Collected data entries
*-*-*
PR #544, opened 2022-01-15
docs: Change diagram colors when switching between dark and light themes

### LINKED ISSUE #541: bug: Diagram not displaying correctly in dark mode in latest documentation
**Describe the problem**
In the latest documentation (not in the stable one) it is observed that the arrows of the update diagram are not visible in the dark mode. See https://copier.readthedocs.io/en/latest/updating/#how-the-update-works.

**Expected behavior**

Arrows must be visible on all themes. 

**Screenshots/screencasts/logs**

dark mode:

Screenshot_20220113_211119

light mode:

Screenshot_20220113_211106

pawamoy:
Fixes #541 

Not as pretty as the Material for MkDocs Insiders integration, but I guess users don't usually switch theme that often, even less so while looking at a diagram, so I think that is totally acceptable (also, glitches in the GIF just come from my way of recording, using peek).

mermaid_theme_switch

### DIFF
--- a/docs/js/refresh_on_theme_switch.js
+++ b/docs/js/refresh_on_theme_switch.js
@@ -1,0 +1,10 @@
*-*-*
Output all of the entries without altering a single word.

PR #544, opened 2022-01-15
docs: Change diagram colors when switching between dark and light themes

### LINKED ISSUE #541: bug: Diagram not displaying correctly in dark mode in latest documentation
**Describe the problem**
In the latest documentation (not in the stable one) it is observed that the arrows of the update diagram are not visible in the dark mode. See https://copier.readthedocs.io/en/latest/updating/#how-the-update-works.

**Expected behavior**

Arrows must be visible on all themes. 

**Screenshots/screencasts/logs**

dark mode:

Screenshot_20220113_211119

light mode:

Screenshot_20220113_211106

pawamoy:
Fixes #541 

Not as pretty as the Material for MkDocs Insiders integration, but I guess users don't usually switch theme that often, even less so while looking at a diagram, so I think that is totally acceptable (also, glitches in the GIF just come from my way of recording, using peek).

mermaid_theme_switch

### DIFF
--- a/docs/js/refresh_on_theme_switch.js
+++ b/docs/js/refresh_on_theme_switch.js
@@ -1,0 +1,10 @@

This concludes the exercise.